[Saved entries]

⁂

PR #187, opened 2016-08-18
Fixed forgotten txt & lang file extension in .gitattributes and normalized line endings.

QuiZr:
This leaded to problems in committing same .txt files but with different line endings like in #165.
Never ending line endings story... >.>


WardBenjamin:
Looks good! I would also add .md.

henninglive:
This does not fix the end-of-line problem for me, but i think i have i a theory of what's happening. The text files in the font directory contain CRLF line endings since they were added to the repository before end-of-line normalization was enable through #41. Normalization ensures that all files that Git considers to be text will have normalized LF line endings in the repository, but when checking files in and out the line endings will be converted to the native line ending for your platform.

When @quill18 enabled normalization he forgot to normalize the existing files in the repository. The fix for this is to allow someone to commit the normalized files.

From [git documentation](https://git-scm.com/docs/gitattributes):
> When text=auto normalization is enabled in an existing repository, any text files containing CRLFs should be normalized. If they are not they will be normalized the next time someone tries to change them, causing unfortunate misattribution.

vogonistic:
I vote we add the pesky .txt files in the Fonts and Music directories to this story and get it sorted out once and for all. It's sad to see so many PR's be rejected.

QuiZr:
@henninglive Yeah, I think that this is our problem.
@vogonistic I've added those .txt files - this should be now resolved once and for all (as long as this request get's accepted)

Raketfart:
Yes please! This hopefully would solve all my git problems

WardBenjamin:
This definitely needs merged @quill18. Normally .txt files would be recognized as text by git, but since we're using a custom .gitattributes file they're being recognized as binary, and the line endings are being changed per-PC, which is leading to a lot of extraneous line changes in pull request.

Mizipzor:
Yes, this is a problem in many pull requests. It should be a priority.

vogonistic:
@QuiZr Can you fix the conflict so we can get this merged?

QuiZr:
Done

vogonistic:
@quill18 This one needs merging for 🎉 😻 .

PR #1133, opened 2016-09-04
Mod/Math/Lua Utils Unit tests

zwrawr:
Adds some unit tests for these three classes.
All tests currently pass


bjubes:
The more unit tests the merrier!

PR #1134, opened 2016-09-04
[Conflicts] Renamed EventAction to EventActions - makes a lot more sense.

longtomjr:


TomMalbran:
I am moving all the actions into an action manager, so that we don't need to keep repeating code in the Actions classes. So this change will not be needed soon.

koosemose:
@TomMalbran EventAction(s) isn't the same as the other Actions Classes, it's for events to be fired in the various Object classes (not sure what to refer to them as a group, but Inventory, Furniture, Tile, and so on, though it is currently written to only accept Furniture as it's reference to pass on to Lua and needs made generic rather than all the other's having to roll their own events.

TomMalbran:
@koosemose Right. I was thinking of GameEventActions.
Make a separate issue to make this class a generic one. That issue should be solved in its own PR and not on other that deal with a different problem. Since it is used only for Furniture it makes sense that it works like that, if you need it for something else, then you can make it generic.

I am ok with the EventAction name, even though it can several actions.

Grenkin1988:
Actually class is already `EventActions`

PR #1136, opened 2016-09-04
[Stylecop violations] [Documentation]The complete Documentation for Furniture.cs

longtomjr:
This also contains  #1134

This is not perfect, but it is a hell of an improvement


Assets/Scripts/Models/Furniture.cs
```diff
@@ -337,6 +415,10 @@ public static Furniture PlaceInstance(Furniture proto, Tile tile)
         return obj;
     }
 
+    /// <summary>
+    /// The update function used by unity. Updates every frame
+    /// </summary>
+    /// <param name="deltaTime">The time since the last update was called.</param>
     public void Update(float deltaTime)
```
Grenkin1988: This Update method is not used by Unity.

longtomjr: Aaaarg fudge. I relized that, i was just busy with multiple stuff. Feel
free to edit it. I am in bed now, if not fixed, i will fix it tomorrow
morning.

Assets/Scripts/Models/Furniture.cs
```diff
@@ -701,43 +843,75 @@ public void Deconstruct()
...
+    /// </summary>
+    /// <param name="typeTag">Tag to check for</param>
+    /// <returns>True if furniture has specified tag</returns>
     public bool HasTypeTag(string typeTag)
     {
         return typeTags.Contains(typeTag);
     }
 
+    /// <summary>
+    /// Returns the name of the furniture.
```
Grenkin1988: This is not true. It returns `LocalizationCode` as I see.

longtomjr:
Thanks for pointing out this stuff. If someone else does not fix this, i will by morning

Assets/Scripts/Models/Furniture.cs
```diff
@@ -244,28 +291,53 @@ public List<string> ReplaceableFurniture
...
+    /// </summary>
     public int Height { get; private set; }
 
+    /// <summary>
+    /// Gets the code used for Localization of the furniture.
+    /// </summary>
     public string LocalizationCode { get; private set; }
 
+    /// <summary>
+    /// Gets the description of the furniture if there is no localization support.
```
Grenkin1988: Here is `UnlocalizedDescription` for door from xml `<UnlocalizedDescription>furn_door_desc</UnlocalizedDescription>`

longtomjr:
Thanks, will look into that in the morn, feel free to fix btw!

Assets/Scripts/Models/Furniture.cs
```diff
@@ -244,28 +291,53 @@ public List<string> ReplaceableFurniture
...
+    /// </summary>
     public string UnlocalizedDescription { get; private set; }
 
+    /// <summary>
+    /// Gets a value indicating whether this furniture is next to any furniture of the same type.
```
TomMalbran: The description is not right here. LinksToNeighbour is used to decide which sprite to use depending on which furniture are next to this one with the same object type.

Assets/Scripts/Models/Furniture.cs
```diff
@@ -357,6 +443,10 @@ public bool IsExit()
         return false;
     }
 
+    /// <summary>
+    /// Checks if the furniture can be Entered
+    /// </summary>
+    /// <returns>Yes if furniture can be entered</returns>
```
TomMalbran: It returns ```Enterability``` which has the values of Yes, No, Soon.

Assets/Scripts/Models/Furniture.cs
```diff
@@ -371,6 +461,11 @@ public Enterability IsEnterable()
         return (Enterability)ret.Number;
     }
 
+    /// <summary>
+    /// Check if the furniture has a unique name and return the name if it has one.
+    /// If the furniture has not unique name, it returns the object type
+    /// </summary>
+    /// <returns>Name of the furniture</returns>
```
TomMalbran: Is the name of the sprite

Assets/Scripts/Models/Furniture.cs
```diff
@@ -371,6 +461,11 @@ public Enterability IsEnterable()
         return (Enterability)ret.Number;
     }
 
+    /// <summary>
+    /// Check if the furniture has a unique name and return the name if it has one.
+    /// If the furniture has not unique name, it returns the object type
```
TomMalbran: it kind of checks if the furniture has a function to determine the sprite name and calls it to get it.

Assets/Scripts/Models/Furniture.cs
```diff
@@ -382,22 +477,39 @@ public string GetSpriteName()
         return ret.String;
     }
 
+    /// <summary>
+    /// Check if the position of the furniture is valid or not
```
TomMalbran: we should add that is called when placing the furniture. It makes no sense to call it once is is placed.

Assets/Scripts/Models/Furniture.cs
```diff
@@ -382,22 +477,39 @@ public string GetSpriteName()
...
+    /// </summary>
+    /// <returns>True if the furniture has power</returns>
     public bool HasPower()
     {
         IsOperating = PowerConnection == null || World.Current.PowerSystem.HasPower(PowerConnection);
         return IsOperating;
     }
 
+    /// <summary>
+    /// This does absolutely nothing
```
TomMalbran: Add that this is required to implement ```IXmlSerializable```

Assets/Scripts/Models/Furniture.cs
```diff
@@ -554,6 +670,10 @@ public void ReadXmlPrototype(XmlReader readerParent)
         }
     }
 
+    /// <summary>
+    /// Reads the specified XMLReader (pass it to <see cref="ReadXmlParams(XmlReader)"/>)
```
TomMalbran: This is used to load a furniture from a save file.

Assets/Scripts/Models/Furniture.cs
```diff
@@ -580,11 +704,19 @@ public Parameter GetParameters()
         return furnParameters;
     }
 
+    /// <summary>
+    /// How many jobs is linked to this furniture
```
TomMalbran: is -> are

Assets/Scripts/Models/Furniture.cs
```diff
@@ -602,6 +737,10 @@ public void CancelJobs()
         }
     }
 
+    /// <summary>
+    /// Checks whether the furniture is a stockpile
+    /// </summary>
+    /// <returns>True is the furniture is a stockpile</returns>
     public bool IsStockpile()
```
TomMalbran: We should probably remove this function since is very tied to a single type of furniture.

Assets/Scripts/Models/Furniture.cs
```diff
@@ -143,15 +146,25 @@ private Furniture(Furniture other)
         UnlocalizedDescription = other.UnlocalizedDescription;
     }
 
+    /// <summary>
+    /// This event will trigger when the furniture has been changed.
```
sboigelot: What mean "changed"? Replaced by another one?

Assets/Scripts/Models/Furniture.cs
```diff
@@ -143,15 +146,25 @@ private Furniture(Furniture other)
...
     public event Action<Furniture> Removed;
 
+    /// <summary>
+    /// This event will trigger if <see cref="IsOperating"/> has been changed.
+    /// </summary>
     public event Action<Furniture> IsOperatingChanged;
 
     /// <summary>
-    /// Gets or sets the Furniture's pathfinding modifier which is added into the Tile's final PathfindingCost.
+    /// Gets or sets the Furniture's <see cref="PathfindingModifier"/> which is added into the Tile's final PathfindingCost.
```
sboigelot: Only one tile? what if the furniture span over multiple tiles?

Assets/Scripts/Models/Furniture.cs
```diff
@@ -161,35 +174,51 @@ public float PathfindingModifier
...
-    // If this furniture gets worked by a person,
-    // where is the correct spot for them to stand,
-    // relative to the bottom-left tile of the sprite.
-    // NOTE: This could even be something outside of the actual
-    // furniture tile itself!  (In fact, this will probably be common).
+    /// <summary>
+    /// Gets the spot where the astronaut will stand when he is using the furniture. This is relative to the bottom
+    /// left tile of the sprite. This can be outside of the actual furniture.
+    /// </summary>
+    /// <value>The spot where the astronaut will stand when he uses the furniture.</value>
```
sboigelot: Please replace astronaut by a link to Character, astronaut isn't a thing in the codebase

Assets/Scripts/Models/Furniture.cs
```diff
@@ -161,35 +174,51 @@ public float PathfindingModifier
...
     public Vector2 JobSpotOffset { get; private set; }
 
-    // Flag for Lua to check if this is a vertical or horizontal door and display the correct sprite.
+    /// <summary>
+    /// Gets or sets a value indicating whether the door is Vertical or not.
+    /// Should be false if the furniture is not a door.
+    /// </summary>
+    /// <value>Whether the door is Vertical or not.</value>
     public bool VerticalDoor { get; set; }
```
sboigelot: Documentation should probably indicate that this field will most probably be removed/move to another class soon.

Assets/Scripts/Models/Furniture.cs
```diff
@@ -161,35 +174,51 @@ public float PathfindingModifier
...
 
     /// <summary>
+    /// Gets the EventAction for the current furniture.
     /// These actions are called when Trigger is called. They get passed the furniture
```
sboigelot: I'm not sure I understand the following
     /// These actions are called when Trigger is called. They get passed the furniture
      /// they belong to, plus a deltaTime (which defaults to 0)

Assets/Scripts/Models/Furniture.cs
```diff
@@ -209,15 +238,29 @@ private set
...
+    /// <value>Whether the furniture is selected or not.</value>
     public bool IsSelected { get; set; }
 
-    // This represents the BASE tile of the object -- but in practice, large objects may actually occupy
-    // multile tiles.
+    /// <summary>
+    /// Gets the BASE tile of the furniture. (Large objects can span over multiple tiles).
+    /// </summary>
+    /// <value>The BASE tile of the furniture.</value>
     public Tile Tile { get; private set; }
```
sboigelot: Shoudn't we rename this to 
public Tile BaseTile { get; private set; }
?

Assets/Scripts/Models/Furniture.cs
```diff
@@ -236,6 +279,10 @@ private set
         }
     }
 
+    /// <summary>
+    /// Gets a list of furniture this furniture can be replaced with.
+    /// </summary>
+    /// <value>A list of furniture that this furniture can be replaced with.</value>
```
sboigelot: A list of furniture **ObjectType** that this furniture can be replaced with.

Assets/Scripts/Models/Furniture.cs
```diff
@@ -244,28 +291,53 @@ public List<string> ReplaceableFurniture
...
 
-    // This is a multipler. So a value of "2" here, means you move twice as slowly (i.e. at half speed)
-    // Tile types and other environmental effects may be combined.
-    // For example, a "rough" tile (cost of 2) with a table (cost of 3) that is on fire (cost of 3)
-    // would have a total movement cost of (2+3+3 = 8), so you'd move through this tile at 1/8th normal speed.
-    // SPECIAL: If movementCost = 0, then this tile is impassible. (e.g. a wall).
+    /// <summary>
+    /// Gets the movement cost multiplier that this furniture has. 1 is default, 2 is twice as slow.
+    /// Tile types and environmental effects will be combined with this value (additive).
+    /// If this value is '0' then the furniture is impassable.
```
sboigelot: Is this limited to 0,1,2 or can it have any value?

Assets/Scripts/Models/Furniture.cs
```diff
@@ -279,6 +351,12 @@ private set
         }
     }
 
+    /// <summary>
+    /// Used to place furniture in a certain position
+    /// </summary>
+    /// <param name="proto">The prototype furniture to place</param>
+    /// <param name="tile">The tile to place the furniture on</param>
```
sboigelot: The **base** tile to place the furniture on, **The tile will be the bottom left corner of the furniture** (to check)

Assets/Scripts/Models/Furniture.cs
```diff
@@ -382,22 +477,39 @@ public string GetSpriteName()
         return ret.String;
     }
 
+    /// <summary>
+    /// Check if the position of the furniture is valid or not
+    /// </summary>
+    /// <param name="t">The tile to check</param>
```
sboigelot: this again, is the base tile, it will check more then the base tile

Assets/Scripts/Models/Furniture.cs
```diff
@@ -580,11 +704,19 @@ public Parameter GetParameters()
         return furnParameters;
     }
 
+    /// <summary>
+    /// How many jobs is linked to this furniture
+    /// </summary>
+    /// <returns>A number</returns>
```
sboigelot: <returns>the number of jobs linked to the furniture</returns>

Assets/Scripts/Models/Furniture.cs
```diff
@@ -580,11 +704,19 @@ public Parameter GetParameters()
...
     public int JobCount()
     {
         return jobs.Count;
     }
 
+    /// <summary>
+    /// Adds a job linked to the current furniture.
```
sboigelot: The job isn't link before

"Link a job to the current furniture"

Assets/Scripts/Models/Furniture.cs
```diff
@@ -701,43 +843,75 @@ public void Deconstruct()
...
+    /// Gets the tile that is used to do a job.
+    /// </summary>
+    /// <returns>Tile that is used for jobs</returns>
     public Tile GetJobSpotTile()
     {
         return World.Current.GetTileAt(Tile.X + (int)JobSpotOffset.x, Tile.Y + (int)JobSpotOffset.y, Tile.Z);
     }
 
+    /// <summary>
+    /// Gets the tile that is used to spawn new objects or spacemen
```
sboigelot: spacemen is not a thing, use Character

sboigelot: objects is probably incorrect too, is it Inventory?

Assets/Scripts/Models/Furniture.cs
```diff
@@ -701,43 +843,75 @@ public void Deconstruct()
...
+    /// Returns the name of the furniture.
+    /// </summary>
+    /// <returns>name of the furniture</returns>
     public string GetName()
     {
         return LocalizationCode; // this.Name;
     }
 
+    /// <summary>
+    /// Returns the description of the furniture
```
sboigelot: /// Returns the UnlocalizedDescription of the furniture

Assets/Scripts/Models/Furniture.cs
TomMalbran: It is called when certain properties values change. Maybe all? Will be nice to add that there.

sboigelot: Should we rename it PropertyChanged then? Follow the INotifyPropertyChanged interface?

Assets/Scripts/Models/Furniture.cs
TomMalbran: Each tile has a reference that points to the same instance. So if a tile wants the ```PathfindingModifier``` it gets its value, and if it changes it it changes it for all.

I think that the description is fine since the MovementCost is per tile.

Assets/Scripts/Models/Furniture.cs
TomMalbran: it can be any thing. The "1 is default, 2 is twice as slow." is more of an example of how it works.

Assets/Scripts/Models/Furniture.cs
TomMalbran: I would go with "objects (i.e. Inventory, Character)", since in the future Mods can use it for anything and we don't what it will be used for.

Assets/Scripts/Models/Furniture.cs
sboigelot: I disagree, if a description require explanation for it to be understood, the description is not complete. We should add that explanation in.

Assets/Scripts/Models/Furniture.cs
sboigelot: It's a scoped example. It limit the understanding and seems obvious reading the code, but the goal of the documentation is to explain it easily to someone not reading the code.

We should really add that it can be any float value from 0 to any positive number. Negative are not valid, and 0 is a special case

Assets/Scripts/Models/Furniture.cs
TomMalbran: I don't think that we need to explain here how placing a furniture works here. Maybe the issue is that the Tile that is referenced in the comment is not actually the Tile of the Furniture, but the tile that called this function.

sboigelot: Agreed, however this is a property and nothing forbid something else then a Tile to use it.
It may be used later on by something else. Tying the comment to the unspecific caller is not a great idea neither. Should we describe what the property means instead of what it is currently used for ?

Assets/Scripts/Models/Furniture.cs
TomMalbran: That will not work since then you will think that it is for a particular property and not for any. I think that changed is fine as a name, since a new name would have to enclose many possible changed events. Like sometimes changed can be called because a neighbour changed, which would make the sprite change (but no property of the furniture changed). You can also trigger it from Lua, without any change. The description could tell a bit more. For now it is mostly used to update the sprite.

Assets/Scripts/Models/Furniture.cs
TomMalbran: What I mean is that is the description you add something like "(i.e. 1 is the default so 2 is twice as slow)", and what you said.

Assets/Scripts/Models/Furniture.cs
sboigelot: I'm not a fan of Jack-Of-All-Trade event, but ok. The description should probably include more info.

TomMalbran: I agree with that.

We could also make more events that replace this one to be more specific, or just leave it like that.
Maybe as a separate issue/pr

Assets/Scripts/Models/Furniture.cs
bjubes: Renaming properties is a bit outside this PRs scope

Assets/Scripts/Models/Furniture.cs
TomMalbran: Maybe both. This property is really tied up to the pathfinder code. It could be used for something else, but calling it directly from the Furniture, doesn't make much sense.

Assets/Scripts/Models/Furniture.cs
sboigelot: I disagree, property names are the main documentation of your interface.

Assets/Scripts/Models/Furniture.cs
```diff
@@ -206,8 +206,12 @@ public float PathfindingWeight
     /// These actions are called when Trigger is called. They get passed the furniture
     /// they belong to, plus a deltaTime (which defaults to 0).
     /// </summary>
+<<<<<<< HEAD
     /// <value>The event actions that is called on update.</value>
     public EventActions EventActions { get; private set; }
+=======
```
Grenkin1988: That's not good

Assets/Scripts/Models/Furniture.cs
longtomjr: I do not know enough about the path finding to change this comment. Feel free to change it, but atm I think it is as descriptive as I will be able to get it.

Assets/Scripts/Models/Furniture.cs
longtomjr: Will be fixed in next commit

Assets/Scripts/Models/Furniture.cs
longtomjr: Done - in next commit

Assets/Scripts/Models/Furniture.cs
longtomjr: Attempted fix in next commit, Please Check to see if it is any better

Assets/Scripts/Models/Furniture.cs
sboigelot: It could be:

>  Gets or sets the Furniture's pathfinding modifier which is added into the final PathfindingCost computation

Just remove the Tile reference.

Assets/Scripts/Models/Furniture.cs
longtomjr: Yes, property names is really important, I will add that this needs to be renamed in the documentation, but we have not agreed completely on how we will do that. I will add a separate PR after this one that will deal with the renaming of everything in Furniture .cs

Assets/Scripts/Models/Furniture.cs
longtomjr: Added to next commmit

Assets/Scripts/Models/Furniture.cs
longtomjr: Fixed - In next commit

Assets/Scripts/Models/Furniture.cs
longtomjr: Tried to explain better, in next commit

Assets/Scripts/Models/Furniture.cs
longtomjr: Added a more to clear it up a bit. In next commit

Assets/Scripts/Models/Furniture.cs
longtomjr: Fixed in upcoming commit

Assets/Scripts/Models/Furniture.cs
longtomjr: Will be fixed in next commit

Assets/Scripts/Models/Furniture.cs
longtomjr: updated docs

Assets/Scripts/Models/Furniture.cs
longtomjr: done in next commit
Along with the return tags

Assets/Scripts/Models/Furniture.cs
longtomjr: done next commit

Assets/Scripts/Models/Furniture.cs
longtomjr: done next commit

Assets/Scripts/Models/Furniture.cs
longtomjr: done next commit

Assets/Scripts/Models/Furniture.cs
longtomjr: done next commit

Assets/Scripts/Models/Furniture.cs
longtomjr: done next commit

Assets/Scripts/Models/Furniture.cs
longtomjr: done next commit

Assets/Scripts/Models/Furniture.cs
longtomjr: Added a comment about that in the next commit.

Assets/Scripts/Models/Furniture.cs
longtomjr: Done, will be in the next commit. Ty

Assets/Scripts/Models/Furniture.cs
longtomjr: done in next commit

Assets/Scripts/Models/Furniture.cs
```diff
@@ -280,7 +283,8 @@ private set
     }
 
     /// <summary>
-    /// Gets a list of furniture this furniture can be replaced with.
+    /// Gets a list of furniture ObjectType this furniture can be replaced with.
```
TomMalbran: This is actually a list of Type Tags and it is fine as a string since those are defined in the xml which modders can modify.

Assets/Scripts/Models/Furniture.cs
```diff
@@ -320,12 +325,13 @@ public List<string> ReplaceableFurniture
     public string LocalizationCode { get; private set; }
 
     /// <summary>
-    /// Gets the description of the furniture if there is no localization support.
+    /// Gets the description of the furniture. This is used by localization.
     /// </summary>
     public string UnlocalizedDescription { get; private set; }
 
     /// <summary>
     /// Gets a value indicating whether this furniture is next to any furniture of the same type.
```
TomMalbran: The comment is still wrong since it make me believe that LinksToNeighbour = true means that is next to a furniture which is not true. Instead it means that if is next to a furniture of the same then, the the sprite will change so that both furniture look connected.

Assets/Scripts/Models/Furniture.cs
```diff
@@ -682,6 +691,7 @@ public void ReadXmlPrototype(XmlReader readerParent)
 
     /// <summary>
     /// Reads the specified XMLReader (pass it to <see cref="ReadXmlParams(XmlReader)"/>)
+    /// This is used to load furniture form a save file
```
TomMalbran: form -> from

Assets/Scripts/Models/Furniture.cs
```diff
@@ -882,16 +894,16 @@ public bool HasTypeTag(string typeTag)
...
     public string GetName()
     {
         return LocalizationCode; // this.Name;
     }
 
     /// <summary>
-    /// Returns the description of the furniture
+    /// Returns the UnlocalizedDescription of the furniture
     /// </summary>
     /// <returns>description of the furniture</returns>
```
TomMalbran: This should be "UnlocalizedDescription of the furniture"

Assets/Scripts/Models/Furniture.cs
```diff
@@ -244,28 +295,55 @@ public List<string> ReplaceableFurniture
...
     public bool LinksToNeighbour { get; private set; }
 
+    /// <summary>
+    /// Gets the type of dragging that is used to build multiples of this furniture. 
+    /// e.g walls
+    /// </summary>
     public string DragType { get; private set; }
 
+    /// <summary>
+    /// Gets. or sets the parameters that is tied to the furniture.
```
TomMalbran: "Gets or sets the parameters that are tied to this furniture."

mikejbrown:
Umm... did you mean to clobber all of your comments? I think you shouldn't have merged with "Resolved using Upstream." The upstream changes were pretty tiny so it's probably best just to roll back that merge and resolve manually.

longtomjr:
Yep, I am doing that
You should not try to git when you feel like i do atm. I need food, but all the mushy food is gone

Assets/Scripts/Models/Furniture.cs
```diff
@@ -573,6 +698,11 @@ public void ReadXmlPrototype(XmlReader readerParent)
         }
     }
 
+    /// <summary>
+    /// Reads the specified XMLReader (pass it to <see cref="ReadXmlParams(XmlReader)"/>)
+    /// This is used to load furniture form a save file
```
mikejbrown: from

Grenkin1988:
Merging it as is. If there is still error in documentation. Should be done on other PR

⁂

| What to do |
If a line falls between the first line of the records and the line containing "I vote we add", inclusive, repeat it exactly; leave out all others.

| Result for this exercise |
PR #187, opened 2016-08-18
Fixed forgotten txt & lang file extension in .gitattributes and normalized line endings.

QuiZr:
This leaded to problems in committing same .txt files but with different line endings like in #165.
Never ending line endings story... >.>


WardBenjamin:
Looks good! I would also add .md.

henninglive:
This does not fix the end-of-line problem for me, but i think i have i a theory of what's happening. The text files in the font directory contain CRLF line endings since they were added to the repository before end-of-line normalization was enable through #41. Normalization ensures that all files that Git considers to be text will have normalized LF line endings in the repository, but when checking files in and out the line endings will be converted to the native line ending for your platform.

When @quill18 enabled normalization he forgot to normalize the existing files in the repository. The fix for this is to allow someone to commit the normalized files.

From [git documentation](https://git-scm.com/docs/gitattributes):
> When text=auto normalization is enabled in an existing repository, any text files containing CRLFs should be normalized. If they are not they will be normalized the next time someone tries to change them, causing unfortunate misattribution.

vogonistic:
I vote we add the pesky .txt files in the Fonts and Music directories to this story and get it sorted out once and for all. It's sad to see so many PR's be rejected.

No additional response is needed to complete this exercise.